╭─ Materials provided

PR #4132, opened 2022-01-06
feat: enable daemon tests again

jacobowitz:
enable more daemon tests again

TODO: create follow up task to remove cancel event setting


jacobowitz:
all distributed/daemon tests are passing now :tada:

PR #4737, opened 2022-05-02
feat: add a decoratator for monitoring method

samsja:
Follow up of https://github.com/jina-ai/clip-as-service/pull/674

Goal:

Having an decorator to monitor internal method of an Executor

```python
class DummyExecutor(Executor):
    @requests(on='/foo')
    def foo(self, docs, **kwargs):
        self._proces(docs)
        self.proces_2(docs)

    @monitor(name='metrics_name',  documentation='metrics description')
    def _proces(self, docs):
        ...

    @monitor()
    def proces_2(self, docs):
        ...
```

Screenshot from 2022-05-02 14-44-11

### DIFF
--- a/jina/serve/executors/__init__.py
+++ b/jina/serve/executors/__init__.py
@@ -132,8 +132,11 @@ class BaseExecutor(JAMLCompatible, metaclass=ExecutorType):
                 namespace='jina',
                 labelnames=('executor', 'endpoint'),
             )
+            self._metrics_buffer = {'process_request_seconds': self._summary_method}
+
         else:
             self._summary_method = None
+            self._metrics_buffer = None
 
     def _add_requests(self, _requests: Optional[Dict]):
         if not hasattr(self, 'requests'):
--- a/jina/serve/executors/__init__.py
+++ b/jina/serve/executors/__init__.py
@@ -502,22 +502,6 @@ class BaseExecutor(JAMLCompatible, metaclass=ExecutorType):
         else:
             return None
 
-    def log(
-        self,
-        value: Any,
-        name: Optional[str] = None,
-        documentation: Optional[str] = None,
-    ):
-        """
-        observe a value to a metric, if the metric does not exist yet, it will create it and store it in a buffer.
-        :param value: value to be observe by the metric,
-        :param name: the name of the metrics
-        :param documentation:  the description of the metrics
-        """
-        metric = self.get_metrics(name, documentation)
-        if metric:
-            metric.observe(value)
-
 
 class ReducerExecutor(BaseExecutor):
     """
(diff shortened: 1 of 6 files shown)


jina/serve/executors/__init__.py
```diff
@@ -15,8 +15,9 @@
 from jina.serve.executors.decorators import requests, store_init_kwargs, wrap_func
 
 if TYPE_CHECKING:
-    from jina import DocumentArray
+    from prometheus_client import Summary
 
+    from jina import DocumentArray
```
JoanFM, line 20:
```suggestion
    from docarray import DocumentArray
```

JoanFM (changes requested):

jina/serve/executors/__init__.py
JoanFM, line 20:
```suggestion
    from docarray import DocumentArray
```

jina/serve/executors/decorators.py
```diff
@@ -136,3 +136,44 @@ def __set_name__(self, owner, name):
...
+        )
+
+        @functools.wraps(func)
+        def _f(self, *args, **kwargs):
+            metric = self.get_metrics(name_, documentation_)
+
+            if metric:
+                with metric.time():
+                    return func(self, *args, **kwargs)
+            else:  # should raise a warning or log something about the fact the monitoring is disabled
```
JoanFM, line 174: what about this comment, why is not implemented?

JoanFM (changes requested):

hanxiao:
```
@monitor('metrics_name', 'metrics description')
```

1. what are the available matric names?
2. it is better to force the explicit kwargs, with `*`: https://stackoverflow.com/a/14298976
3. if metrics_name is basically an enum, then why the description is required, isn't the description best described by us?

samsja:
> 

'metric_name' is the name that will appear on prometheus. For example if you are monitoring the time that clip as a service spend processing some text you will call it `text_preprocessing`. **It is not an enum for the type of the metric**, therefore the description is used to give more context on what the function which is wrapped by monitoring is doing.
Btw the user can as well just call `@monitor` and it will produce a name and a description automatically based on the name of the function ( everything will be documented in the documentation pr)

samsja:
> ```
> @monitor('metrics_name', 'metrics description')
> ```
> 
>     1. what are the available matric names?
> 
>     2. it is better to force the explicit kwargs, with `*`: https://stackoverflow.com/a/14298976
> 
>     3. if metrics_name is basically an enum, then why the description is required, isn't the description best described by us?

for point 2. you are right I will update it

JoanFM (changes requested):
I am missing unit tests for the monitor decorator

JoanFM (approved):

PR #4738, opened 2022-05-02
feat: inherit monitoring arg from Flow

samsja:
Right  now ( jina 3.3.18) when doing 

```python
from jina import Flow
Flow(monitoring=True).add(uses='jinahub//SimpleIndexer')
```

the monitoring is not enable on the executor

to enable it we need to to :

```python
Flow(monitoring=True).add(uses='jinahub//SimpleIndexer',monitoring=True)
```

it should be the other way around, we monitoring is set to True on the Flow level all of the executor should inherit from it unless we precisely disable it by doing

```python
Flow(monitoring=True).add(uses='jinahub//SimpleIndexer',monitoring=False)
```

### DIFF
--- a/tests/integration/monitoring/test_monitoring.py
+++ b/tests/integration/monitoring/test_monitoring.py
@@ -21,8 +21,8 @@ def test_enable_monitoring_deployment(port_generator):
     port1 = port_generator()
     port2 = port_generator()
 
-    with Flow().add(uses=DummyExecutor, monitoring=True, port_monitoring=port1).add(
-        uses=DummyExecutor, monitoring=True, port_monitoring=port2
+    with Flow().add(uses=DummyExecutor, port_monitoring=port1, monitoring=True).add(
+        uses=DummyExecutor, port_monitoring=port2, monitoring=True
     ) as f:
         for port in [port1, port2]:
             resp = req.get(f'http://localhost:{port}/')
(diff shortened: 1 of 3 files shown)


tests/integration/monitoring/test_monitoring.py
```diff
@@ -115,3 +115,35 @@ def test_document_processed_total(port_generator):
             f'jina_document_processed_total{{endpoint="/foo",executor="DummyExecutor"}} 4.0'  # check that we nothing change on bar count
             in str(resp.content)
         )
+
+
+def test_disable_monitoring_on_pods(port_generator):
+    port0 = port_generator()
+    port1 = port_generator()
+
+    with Flow(monitoring=True, port_monitoring=port0).add(
```
JoanFM, line 124: this should be a unit tests and not an integration one. U can check when the Flow construction happens that the `args` are what u expect. I am not saying to erase this test but to also keep the simpler one

JoanFM (changes requested):

tests/integration/monitoring/test_monitoring.py
samsja: I added unit tests

JoanFM (approved):
Please remember to properly document this behavior

samsja:
> Please remember to properly document this behavior

Sure

PR #4752, opened 2022-05-05
feat: add runtime name as label for monitoring

samsja:
We need a specific name on each endpoint so that we can differentiate them. For example we need to differentiate the metrics coming from the executors from the one coming from the gateway.

Therefore we need to add a common label on every endpoint with the name of the pod.#

- [x] Added `runtime_name` to the labels on every metrics
- [x] include metrics from the decorator: https://github.com/jina-ai/jina/pull/4737


JoanFM (changes requested):
How will this feature affect in Kubernetes? In Kubernetes these names will not be different? Will we tell by replica?

JoanFM (approved):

╰─

To do: Beginning with the first line, transcribe the complete listing exactly.

Finished task:
PR #4132, opened 2022-01-06
feat: enable daemon tests again

jacobowitz:
enable more daemon tests again

TODO: create follow up task to remove cancel event setting


jacobowitz:
all distributed/daemon tests are passing now :tada:

PR #4737, opened 2022-05-02
feat: add a decoratator for monitoring method

samsja:
Follow up of https://github.com/jina-ai/clip-as-service/pull/674

Goal:

Having an decorator to monitor internal method of an Executor

```python
class DummyExecutor(Executor):
    @requests(on='/foo')
    def foo(self, docs, **kwargs):
        self._proces(docs)
        self.proces_2(docs)

    @monitor(name='metrics_name',  documentation='metrics description')
    def _proces(self, docs):
        ...

    @monitor()
    def proces_2(self, docs):
        ...
```

Screenshot from 2022-05-02 14-44-11

### DIFF
--- a/jina/serve/executors/__init__.py
+++ b/jina/serve/executors/__init__.py
@@ -132,8 +132,11 @@ class BaseExecutor(JAMLCompatible, metaclass=ExecutorType):
                 namespace='jina',
                 labelnames=('executor', 'endpoint'),
             )
+            self._metrics_buffer = {'process_request_seconds': self._summary_method}
+
         else:
             self._summary_method = None
+            self._metrics_buffer = None
 
     def _add_requests(self, _requests: Optional[Dict]):
         if not hasattr(self, 'requests'):
--- a/jina/serve/executors/__init__.py
+++ b/jina/serve/executors/__init__.py
@@ -502,22 +502,6 @@ class BaseExecutor(JAMLCompatible, metaclass=ExecutorType):
         else:
             return None
 
-    def log(
-        self,
-        value: Any,
-        name: Optional[str] = None,
-        documentation: Optional[str] = None,
-    ):
-        """
-        observe a value to a metric, if the metric does not exist yet, it will create it and store it in a buffer.
-        :param value: value to be observe by the metric,
-        :param name: the name of the metrics
-        :param documentation:  the description of the metrics
-        """
-        metric = self.get_metrics(name, documentation)
-        if metric:
-            metric.observe(value)
-
 
 class ReducerExecutor(BaseExecutor):
     """
(diff shortened: 1 of 6 files shown)


jina/serve/executors/__init__.py
```diff
@@ -15,8 +15,9 @@
 from jina.serve.executors.decorators import requests, store_init_kwargs, wrap_func
 
 if TYPE_CHECKING:
-    from jina import DocumentArray
+    from prometheus_client import Summary
 
+    from jina import DocumentArray
```
JoanFM, line 20:
```suggestion
    from docarray import DocumentArray
```

JoanFM (changes requested):

jina/serve/executors/__init__.py
JoanFM, line 20:
```suggestion
    from docarray import DocumentArray
```

jina/serve/executors/decorators.py
```diff
@@ -136,3 +136,44 @@ def __set_name__(self, owner, name):
...
+        )
+
+        @functools.wraps(func)
+        def _f(self, *args, **kwargs):
+            metric = self.get_metrics(name_, documentation_)
+
+            if metric:
+                with metric.time():
+                    return func(self, *args, **kwargs)
+            else:  # should raise a warning or log something about the fact the monitoring is disabled
```
JoanFM, line 174: what about this comment, why is not implemented?

JoanFM (changes requested):

hanxiao:
```
@monitor('metrics_name', 'metrics description')
```

1. what are the available matric names?
2. it is better to force the explicit kwargs, with `*`: https://stackoverflow.com/a/14298976
3. if metrics_name is basically an enum, then why the description is required, isn't the description best described by us?

samsja:
> 

'metric_name' is the name that will appear on prometheus. For example if you are monitoring the time that clip as a service spend processing some text you will call it `text_preprocessing`. **It is not an enum for the type of the metric**, therefore the description is used to give more context on what the function which is wrapped by monitoring is doing.
Btw the user can as well just call `@monitor` and it will produce a name and a description automatically based on the name of the function ( everything will be documented in the documentation pr)

samsja:
> ```
> @monitor('metrics_name', 'metrics description')
> ```
> 
>     1. what are the available matric names?
> 
>     2. it is better to force the explicit kwargs, with `*`: https://stackoverflow.com/a/14298976
> 
>     3. if metrics_name is basically an enum, then why the description is required, isn't the description best described by us?

for point 2. you are right I will update it

JoanFM (changes requested):
I am missing unit tests for the monitor decorator

JoanFM (approved):

PR #4738, opened 2022-05-02
feat: inherit monitoring arg from Flow

samsja:
Right  now ( jina 3.3.18) when doing 

```python
from jina import Flow
Flow(monitoring=True).add(uses='jinahub//SimpleIndexer')
```

the monitoring is not enable on the executor

to enable it we need to to :

```python
Flow(monitoring=True).add(uses='jinahub//SimpleIndexer',monitoring=True)
```

it should be the other way around, we monitoring is set to True on the Flow level all of the executor should inherit from it unless we precisely disable it by doing

```python
Flow(monitoring=True).add(uses='jinahub//SimpleIndexer',monitoring=False)
```

### DIFF
--- a/tests/integration/monitoring/test_monitoring.py
+++ b/tests/integration/monitoring/test_monitoring.py
@@ -21,8 +21,8 @@ def test_enable_monitoring_deployment(port_generator):
     port1 = port_generator()
     port2 = port_generator()
 
-    with Flow().add(uses=DummyExecutor, monitoring=True, port_monitoring=port1).add(
-        uses=DummyExecutor, monitoring=True, port_monitoring=port2
+    with Flow().add(uses=DummyExecutor, port_monitoring=port1, monitoring=True).add(
+        uses=DummyExecutor, port_monitoring=port2, monitoring=True
     ) as f:
         for port in [port1, port2]:
             resp = req.get(f'http://localhost:{port}/')
(diff shortened: 1 of 3 files shown)


tests/integration/monitoring/test_monitoring.py
```diff
@@ -115,3 +115,35 @@ def test_document_processed_total(port_generator):
             f'jina_document_processed_total{{endpoint="/foo",executor="DummyExecutor"}} 4.0'  # check that we nothing change on bar count
             in str(resp.content)
         )
+
+
+def test_disable_monitoring_on_pods(port_generator):
+    port0 = port_generator()
+    port1 = port_generator()
+
+    with Flow(monitoring=True, port_monitoring=port0).add(
```
JoanFM, line 124: this should be a unit tests and not an integration one. U can check when the Flow construction happens that the `args` are what u expect. I am not saying to erase this test but to also keep the simpler one

JoanFM (changes requested):

tests/integration/monitoring/test_monitoring.py
samsja: I added unit tests

JoanFM (approved):
Please remember to properly document this behavior

samsja:
> Please remember to properly document this behavior

Sure

PR #4752, opened 2022-05-05
feat: add runtime name as label for monitoring

samsja:
We need a specific name on each endpoint so that we can differentiate them. For example we need to differentiate the metrics coming from the executors from the one coming from the gateway.

Therefore we need to add a common label on every endpoint with the name of the pod.#

- [x] Added `runtime_name` to the labels on every metrics
- [x] include metrics from the decorator: https://github.com/jina-ai/jina/pull/4737


JoanFM (changes requested):
How will this feature affect in Kubernetes? In Kubernetes these names will not be different? Will we tell by replica?

JoanFM (approved):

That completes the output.